------ MATERIALS PROVIDED

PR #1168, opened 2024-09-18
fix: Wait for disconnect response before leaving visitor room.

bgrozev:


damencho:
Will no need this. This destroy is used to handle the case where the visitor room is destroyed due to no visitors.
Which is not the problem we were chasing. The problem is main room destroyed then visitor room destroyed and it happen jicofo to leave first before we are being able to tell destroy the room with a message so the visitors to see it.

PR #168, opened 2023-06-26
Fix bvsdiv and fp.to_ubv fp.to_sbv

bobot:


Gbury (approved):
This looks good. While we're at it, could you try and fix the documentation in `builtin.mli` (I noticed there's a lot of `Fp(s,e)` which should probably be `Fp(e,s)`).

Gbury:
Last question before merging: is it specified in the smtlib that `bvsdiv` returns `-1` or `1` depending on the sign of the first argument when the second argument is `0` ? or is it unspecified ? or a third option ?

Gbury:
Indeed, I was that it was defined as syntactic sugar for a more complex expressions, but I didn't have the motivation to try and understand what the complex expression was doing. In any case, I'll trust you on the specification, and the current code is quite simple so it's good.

------------

TASK INSTRUCTIONS -
Say how many lines in the preceding material include the word "opened", with no other words in the reply.

OUTPUT FOR THIS TASK -
2